L'Europe doit reconnaître l'alimentation comme secteur stratégique

Les territoires jouent un rôle central dans la transition et la résilience alimentaires. Leur capacité d’action doit être renforcée par une révision des approches de l’Etat et de l’Europe.
Transition, résilience, souveraineté alimentaire : les difficultés rencontrées par les chaînes logistiques traditionnelles pendant le confinement ont attribué une place centrale à ces notions dans le cadre des politiques publiques de l'ère Covid. France urbaine promeut depuis des années une alimentation territoriale plus durable, et compte renforcer son action dans ce domaine. Son conseiller en charge des stratégies alimentaires territoriales, Kader Makhlouf, a expliqué à La Tribune les principaux enjeux des mois à venir pour les territoires.
La crise liée au Covid a remis l'accent sur la nécessité de renforcer la souveraineté alimentaire nationale. Quel rôle peuvent jouer les territoires ?
KADER MAKHLOUF - La crise l'a prouvé : les grandes villes occupent une place essentielle dans le système alimentaire, qui doit être confortée davantage.
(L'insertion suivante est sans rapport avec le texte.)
PR #3020, opened 2024-11-15
feat: Support theming border width and button font weight.

DaemonCahill:
This PR adds support for theming field components border width and button font weight.


jkuelz:
You need to regenerate the design token and theming snapshots to make the tests pass, run the following:
`npx jest -u -c jest.integ.config.js src/__integ__/themes.test.ts`
`npx jest -u -c jest.unit.config.js src/__tests__/design-tokens.test.ts`

src/popover/arrow.scss
```diff
@@ -71,10 +71,10 @@
   }
 
   &-inner {
-    inset-block-start: 2px;
+    inset-block-start: awsui.$border-width-field;
```
gethinwebster, line 74: classic `border-width-field` is 1px as far as I can see, so I think both should be `calc(awsui.$border-width-field + 1px);`?

style-dictionary/visual-refresh/metadata/borders.ts
```diff
@@ -109,6 +109,16 @@ const metadata: StyleDictionary.MetadataIndex = {
     public: true,
     themeable: true,
   },
+  borderWidthAlert: {
+    description: 'The border width of alerts.',
+    public: true,
+    themeable: true,
+  },
+  borderWidthField: {
+    description: 'The border width of fields.',
```
gethinwebster, line 118: other design tokens typically refer to "form fields" rather than just "fields"

gethinwebster (changes requested):

style-dictionary/visual-refresh/metadata/borders.ts
DaemonCahill: Updated!

src/popover/arrow.scss
DaemonCahill: Good catch. They can both share the same inset value now that it is tokenized.

gethinwebster (approved):

src/internal/styles/forms/mixins.scss
```diff
@@ -238,8 +238,8 @@
     inset-inline-start: 0px;
     inset-inline-end: 0px;
     background-color: transparent;
-    border-block: awsui.$border-field-width solid awsui.$color-border-dropdown-container;
-    border-inline: awsui.$border-field-width solid awsui.$color-border-dropdown-container;
+    border-block: awsui.$border-width-field solid awsui.$color-border-dropdown-container;
```
jkuelz, line 241: I would expect dropdown container and popover to have their own token, not use form field.

src/popover/arrow.scss
```diff
@@ -71,11 +71,7 @@
   }
 
   &-inner {
-    inset-block-start: 2px;
-
-    &.refresh {
-      inset-block-start: 3px;
-    }
+    inset-block-start: calc(awsui.$border-width-field + 1px);
```
jkuelz, line 74: I would not consider popover a form field component. I would treat it similar to alert, and create its own token or use a generic dropdown/popup token for dropdown and popover.

src/select/parts/styles.scss
```diff
@@ -135,7 +135,7 @@ $inlineLabel-border-radius: 2px;
   // Stepped gradient background for inline label overlap between input and background.
   background-image: linear-gradient(
     to bottom,
-    transparent calc(100% - (awsui.$border-field-width + awsui.$border-control-focus-ring-shadow-spread + 5px)),
+    transparent calc(100% - (awsui.$border-width-field + awsui.$border-control-focus-ring-shadow-spread + 5px)),
```
jkuelz, line 138: It looks like this brakes in [collection select filters](https://d21d5uik3ws71m.cloudfront.net/components/ac6b34785a9febf09da61c39f79b6166c6f38235/dev-pages/index.html#/light/app-layout/with-table-collection-select-filter), if you change the field width. It strikes through the input label.

DaemonCahill: This needs more investigation I'll make a note to follow up.

jkuelz (dismissed):

jkuelz (dismissed):

src/anchor-navigation/styles.scss
```diff
@@ -117,7 +117,7 @@ $guide-line-offset: -2px; // Negative to expand 2px beyond the element
   margin-inline-start: awsui.$space-xs;
   @include styles.font-body-s;
   @include styles.font-smoothing;
-  font-weight: awsui.$font-button-weight;
+  font-weight: awsui.$font-weight-button;
```
gethinwebster, line 120: Especially now that `font-weight-button` is public/themable, I don't think it makes sense to use it here: it would be unexpected for changing the button weight to impact this "info" text. Suggest using `styles.$font-weight-bold;` instead

src/flashbar/styles.scss
```diff
@@ -80,7 +80,7 @@
 }
 
 .flash-text {
-  margin-block: awsui.$border-field-width;
+  margin-block: awsui.$border-width-field;
```
gethinwebster, line 83: similar: I don't see any reason why this should semantically be linked to form field border width (also affects the related `calc` in the file above)

src/flashbar/collapsible.scss
```diff
@@ -241,7 +241,7 @@ the grid layout will be:
     row-gap: 0;
 
     > .header {
-      font-weight: awsui.$font-button-weight;
+      font-weight: awsui.$font-weight-button;
```
gethinwebster, line 244: Screenshot 2024-11-19 at 09 20 06

unsure on the semantics here, I guess it _kinda_ is a button?

src/anchor-navigation/styles.scss
gethinwebster: ("Updated" and "New" in this screenshot:)

Screenshot 2024-11-19 at 09 20 56

src/flashbar/styles.scss
gethinwebster: Screenshot 2024-11-19 at 09 22 02

src/link/constants.scss
```diff
@@ -71,7 +71,7 @@ $link-variants: (
     'text-color-default': awsui.$color-text-link-default,
     'text-color-hover': awsui.$color-text-link-hover,
     'text-color-active': awsui.$color-text-link-hover,
-    'font-weight': awsui.$font-button-weight,
+    'font-weight': awsui.$font-weight-button,
```
gethinwebster, line 74: don't think that this should inherit the button weight: info link is visually styled more like a link not a button

src/link/constants.scss
```diff
@@ -118,7 +118,7 @@ $link-styles: (
       'text-color-default': awsui.$color-text-link-button-normal-default,
       'text-color-hover': awsui.$color-text-link-button-normal-hover,
       'text-color-active': awsui.$color-text-link-button-normal-active,
-      'font-weight': awsui.$font-button-weight,
+      'font-weight': awsui.$font-weight-button,
```
gethinwebster, line 121: Uncertain here. I could see arguments both ways, but I think this is still semantically more a link than a button, and like for `info` the weight is an important affordance as there is no border/background

src/internal/styles/typography/mixins.scss
```diff
@@ -94,7 +94,7 @@
 }
 
 @mixin font-button {
-  font-weight: awsui.$font-button-weight;
+  font-weight: awsui.$font-weight-button;
```
gethinwebster, line 97: I think we also need to consider what the expected behavior is for `<Button href="#" variant="link">`, and even more so `<Button href="#" variant="inline-link">`: should the font-weight of those be tied to that of normal buttons, or are they visually distinct enough entities that they should have their own design token(s)?

gethinwebster (changes requested):
Sorry for re-review, took a look at this again with more of a focus on "we're making more tokens themable" and what the possible unexpected impacts of that are, and I think there are important things that I missed first time round.

(in a nutshell, right now I think theming `font-weight-button: normal` would have unexpected side-effects, including introducing some potentially serious accessibility concerns)

src/anchor-navigation/styles.scss
DaemonCahill: Updated!

src/flashbar/collapsible.scss
DaemonCahill: Agreed I'm inclined to leave this as button.

src/internal/styles/typography/mixins.scss
DaemonCahill: Per offline discussion leaving this as is.

src/link/constants.scss
DaemonCahill: Resolved!

src/link/constants.scss
DaemonCahill: Resolved!

src/flashbar/styles.scss
DaemonCahill: Per offline discussion leaving this as is.

gethinwebster (approved):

Elles sont les premiers pôles de consommation. Elles ont donc une vision globale de l'alimentation, dans toutes ses étapes, de la production au recyclage des déchets, en passant par l'approvisionnement et, justement, par la consommation. Elles représentent également un acteur central dans la lutte contre la précarité alimentaire, qui est en train de s'aggraver, puisque c'est dans les territoires urbains que vivent deux tiers des personnes les plus pauvres en France. Et elles constituent un maillon central de la relation entre espaces urbains, péri-urbains et ruraux. La transition alimentaire ne peut donc pas se faire sans les villes.
De nombreux facteurs de la résilience locale dépendent néanmoins de réglementations en discussion au niveau national, voire européen. Quels sont les principaux rendez-vous que les instances locales doivent avoir à l'esprit ?
Beaucoup de leviers peuvent être mobilisés et sont déjà utilisés à l'échelle locale : en matière de restauration scolaire, de foncier agricole, d'actions d'éducation et de sensibilisation, de lutte contre la précarité… Mais si on veut aller plus loin et accélérer le mouvement, c'est vrai que l'action locale dépend aussi de ce qui peut être fait, ou par l'Etat, voire par l'Union européenne. Au niveau national, les échéances à suivre avec attention sont nombreuses : la traduction législative des nombreuses mesures en matière d'alimentation de la Convention européenne pour le climat ; la redéfinition de certains financements publics, très importants pour soutenir les stratégies alimentaires territoriales ; l'affinement du plan de relance français ; la négociation en cours entre l'Union européenne, l'Etat et les régions sur les fonds structurels européens pour la période 2021-2027 ; ainsi que le débat sur la nouvelle Politique agricole commune (PAC).